• What you will do
Copy out each line of the entries below in which the string "Thank" appears.
[[ Input for this task, beginning ]]
PR #1310, opened 2026-02-01
Fix Boolean option without value does not properly work with argument #1309

### LINKED ISSUE #1309: Boolean option without value does not properly work with argument
As it was mentioned in the comment here boolean option without value does not properly work with argument:
https://github.com/spring-projects/spring-shell/issues/1304#issuecomment-3831679837

Considering this configuration:

```java

import org.springframework.shell.core.command.annotation.Argument;

@SpringBootApplication

	}

	@Command(name = "rm")
	public String rm(@Option(shortName = 'f', defaultValue = "false") boolean force, @Argument(index = 0) String name) {
		return "Removed " + name + " force " + force;
	}

}
```

It does not work as `shell:>rm --force filename`
But it works as `shell:>rm filename --force`

Image

czpilar:
Resolves #1309

### DIFF
--- a/spring-shell-core-autoconfigure/src/main/java/org/springframework/shell/core/autoconfigure/ShellRunnerAutoConfiguration.java
+++ b/spring-shell-core-autoconfigure/src/main/java/org/springframework/shell/core/autoconfigure/ShellRunnerAutoConfiguration.java
@@ -21,6 +21,7 @@ import org.springframework.boot.autoconfigure.condition.ConditionalOnMissingBean
 import org.springframework.boot.autoconfigure.condition.ConditionalOnMissingClass;
 import org.springframework.boot.autoconfigure.condition.ConditionalOnProperty;
 import org.springframework.context.annotation.Bean;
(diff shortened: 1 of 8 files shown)


fmbenhassine:
Thank you for opening the issue and contributing a fix!

The change set LGTM 👍 I just find the introduction of the conversion service a bit disruptive/intrusive (see its impact on breaking some public APIs) for what it is used for at the moment (just converting a boolean value). Since I am targeting this fix for a patch release,  I will update that conversion logic to a simpler version for now, and we can introduce the conversion service in a later minor iteration if needed.

fmbenhassine:
Rebased and merged as 0ece35ecacffdc4cc9492fec8389d94bfee80a8a.

As mentioned previously, I kept only the fix in the parser without the introduction of a conversion service. I adapted the `isBooleanValue` function to a simpler version accordingly.

czpilar:
@fmbenhassine Sure, simplifying is not a problem. I used the ConversionService because it is used in other parts of the project, and I thought it was the preferred way to convert values.

Issue #1314, opened 2026-02-08
Default option int value is ignored (in 4.0.1)


georgmittendorfer:
## Description

Specifying a default value for an int option does not work.

## Current Behavior

`@Option(longName = "...", description = "...", defaultValue = "25") @Positive int someOption`

Running a command without specifying the option results in

```
The following constraints were not met:
	--someOption: must be greater than 0
```

(Removing the `@Positive` and manually checking the value confirms that it is `0`.)

## Wanted behavior

Default value 25 should be set if the option is not specified.

## System Information

Linux
Version: Spring Shell 4.0.1
Interactive shell mode

This did work with previous versions, at least with 3.x.

georgmittendorfer:
I found where the problem is:

MethodInvokerCommandAdapter:
```
Class<?> parameterType = parameterTypes[i];
// check if the option type is primitive or not
if (!parameterType.isPrimitive()) {
	// try to convert default value if present
	String defaultValue = optionAnnotation.defaultValue();
	if (!defaultValue.isEmpty()) {
		Object value = this.conversionService.convert(defaultValue, parameterType);
		args.add(value);
	}
	else {
		// for non-primitive types, add null
		args.add(null);
	}
}
else {
	// for primitive types, add default value of the primitive
	args.add(Utils.getDefaultValueForPrimitiveType(parameterType));
}
```

Utils:
```
public static Object getDefaultValueForPrimitiveType(Class<?> type) {
	Assert.isTrue(type.isPrimitive(), "Type must be a primitive type");
	if (type == boolean.class) {
		return false;
	}
	else if (type == char.class) {
		return '\u0000';
	}
	else if (type == byte.class || type == short.class || type == int.class || type == long.class) {
		return 0;
	} // otherwise it's float or double
	return 0.0;
}
```

If a non primitive type like `Integer` instead of `int` is used it works as expected.

PR #1317, opened 2026-02-08
Fix defaultValue handling for primitive Option parameters

therepanic:
Fixes a case where defaultValue was ignored for primitive option types.

Closes: gh-1314

### DIFF
--- a/spring-shell-core/src/main/java/org/springframework/shell/core/command/adapter/MethodInvokerCommandAdapter.java
+++ b/spring-shell-core/src/main/java/org/springframework/shell/core/command/adapter/MethodInvokerCommandAdapter.java
@@ -45,6 +45,7 @@ import org.springframework.util.MethodInvoker;
  *
  * @author Mahmoud Ben Hassine
  * @author David Pilar
+ * @author Andrey Litvitski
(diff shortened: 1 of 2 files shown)


spring-shell-core/src/main/java/org/springframework/shell/core/command/adapter/MethodInvokerCommandAdapter.java
```diff
@@ -157,23 +158,21 @@ private List<Object> prepareArguments(CommandContext commandContext) {
...
 							}
 							else {
 								// for non-primitive types, add null
 								args.add(null);
 							}
 						}
-						else {
-							// for primitive types, add default value of the primitive
-							args.add(Utils.getDefaultValueForPrimitiveType(parameterType));
-						}
```
therepanic: Currently, we don't use a default value for primitives. I've changed that here, so now we use a default value for both primitives and non-primes and then check whether it's empty or not.

fmbenhassine:
LGTM 👍 rebased and merged as db567c26bab7dab5fbccc2b57d2fa3106108ba57.

Thank you for  your contribution!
[[ Input for this task, end ]]
• Reply to the exercise
Thank you for opening the issue and contributing a fix!
Thank you for  your contribution!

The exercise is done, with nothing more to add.